Researcher effects - if a researcher administers the questionnaire personally then participants may be influenced by such things as the researcher's gender, age or ethnicity. Even unintentional smiles or frowns may have an effect. This would result in low internal validity.
Difficultly with controls - it is hard to ensure that data is collected under controlled conditions when the questionnaire is not completed face to face.
Different interpretations of questions - different participants may interpret the questions differently e.g. sometimes' may mean different things to different people.

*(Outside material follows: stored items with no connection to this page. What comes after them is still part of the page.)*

Issue #3247, opened 2023-05-23
 FATA[0000] Failed to validate cluster: cluster version must be at least v1.23 to use PodSecurity in RKE


GlitchTQ:
rke version v1.4.5 from git hub releases

Docker version 20.10.9

opensuse:leap:15.2

VmWare

**cluster.yaml file:**
``` yaml
nodes:
  - address: 10.10.10.1
    internal_address: 10.10.10.1
    user: root
    ssh_key_path: ~/.ssh/id_rsa
    role: [controlplane, worker, etcd]
  - address: 10.10.10.2
    internal_address: 10.10.10.2
    user: root
    ssh_key_path: ~/.ssh/id_rsa
    role: [controlplane, worker, etcd]
  - address: 10.10.10.2
    internal_address: 10.10.10.2
    user: root
    ssh_key_path: ~/.ssh/id_rsa
    role: [controlplane, worker, etcd]

services:
  etcd:
    snapshot: true
    creation: 6h
    retention: 24h

# network:
#   plugin: calico

# Required for external TLS termination with
# ingress-nginx v0.22+
ingress:
  provider: nginx
  options:
    use-forwarded-headers: "true"

# enable_cri_dockerd: true
cluster_name: local
# kubernetes_version: v1.21.14-rancher1-1
kubernetes_version: v1.23.16-rancher2-2
```

**Steps to Reproduce:**
rke -d up --config rancher-cluster.yml

**Results:**
`FATA[0000] Failed to validate cluster: cluster version must be at least v1.23 to use PodSecurity in RKE`

I want to update rke k8s cluster to v1.23 version, how can i avoid this error?

alanbchristie:
I had a similar issue and wonder whether your issue is caused by Pod Security Admissions (PSA) support that may have been added in RKE v1.4.4? Have a look at the **Workaround** suggestion in https://github.com/rancher/rancher/issues/41292#issuecomment-1528181762.

I suspect that starting with a pre-1.4.4 RKE that supports your existing kubernetes version will help.

_I'm not a contributor/developer of RKE, just a user who encountered a similar issue last week_

jiaqiluo:
waiting for the next RC 

---

### Root cause
  
[...]

PR #3261, opened 2023-06-14
set the default PodSecurityConfiguration value only if the cluster's k8s version is at least 1.23

jiaqiluo:
# Issue: 

https://github.com/rancher/rke/issues/3247
https://github.com/rancher/rancher/issues/41292

# Problem
 

 
The issue is reported in Rancher at first, but the root cause is in RKE. 

When RKE initializes the cluster, it sets the default value to the field `spec.Services.KubeAPI.PodSecurityConfiguration` when no value is provided in the cluster.yml file (see [code](https://github.com/rancher/rke/blob/5d360491203a3c1511aa6d12c496679dea05ba37/cluster/defaults.go#L398-L400)) **regardless of the cluster's Kubernetes version**.

But later on, when RKE validates the cluster's configuration before starting the upgrading, it expects to see the abovementioned field to be set only for clusters whose k8s version is **at least 1.23** (see [code](https://github.com/rancher/rke/blob/5d360491203a3c1511aa6d12c496679dea05ba37/cluster/validation.go#L691-L703)). Therefore the following error is returned: 
```
FATA[0000] Failed to validate cluster: cluster version must be at least v1.23 to use PodSecurity in RKE
```

To reproduce the bug, we can use RKE CLI v1.4.5 to provision a cluster with k8s version 1.22.17-rancher1-2, although the version is not officially supported by RKE CLI v1.4.5. 

```
// cluster.yaml
nodes:
  - address: xxx
    internal_address: xxx
    user: ubuntu
    role: [controlplane,worker,etcd]
kubernetes_version: v1.22.17-rancher1-2
```

# Solution
 

Check the cluster k8s version and set the default PodSecurityConfiguration value only if the cluster's k8s version is at least 1.23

In an interview the participant would be more likely to ask for clarification if they didn't understand a question or were unsure how to respond.
questions to avoid in a questionnaire
leading questions
ambiguity
emotive questions
jargon/technical terms
double-barrelled questions
negatives
impossible questions
questions to include in a questionnaire
filler questions
east questions
lie detection questione
tendency to answer yes
structured interviews
A pre-determined set of questions are asked in a fixed order. This is called an 'interview schedule' and it should be standardised so that each interviewer uses it the same way. Structured interviews are like a questionnaire except they are conducted face to face (or over the phone).
unstructured interviews
These interviews are far less rigid - just the topic for the interview is decided in advance. There are no set questions and it is more like a conversation. The interviewee is encouraged to expand on answers and is prompted by the interviewer.
designing interviews
Begin the interview with easy/neutral questions to make the participant feel relaxed and comfortable, this should establish good rapport. Avoid the same types of questions as with designing questionnaires e.g. leading questions
Recording the interview:
Note taking may be done to record participant's responses. But this is likely to interfere with interviewer's listening skills and it may make the respondent feel anxious about what is being written. Ps may also feel undervalued if they say something and the interviewer doesn't write it down. Because of this it is better to use audio or video recording, then use the recordings to write a transcript of the interview.
strengths of structured interviews
The subject is unlikely to deviate from the desired topic as the questions are pre-set.
It requires less training of the interviewer as they will be reading from a list of pre-set questions
As questions are the same it is easy to replicate.
weaknesses if structured interviews
But the interviewer must follow the pre-determined structure so cannot follow new lines of enquiry which emerge from the Ps responses.
weaknesses of unstructured interviews
The subject is like to deviate from the desired topic as the questions aren’t pre-set.
It requires more training of the interviewer as they won’t be reading from a list of pre-set questions
As questions aren’t the same it isn’t easy to replicate.
strengths of unstructured interviews
But the interviewer don’t have to follow the pre-determined structure so can follow new lines of enquiry which emerge from the Ps responses.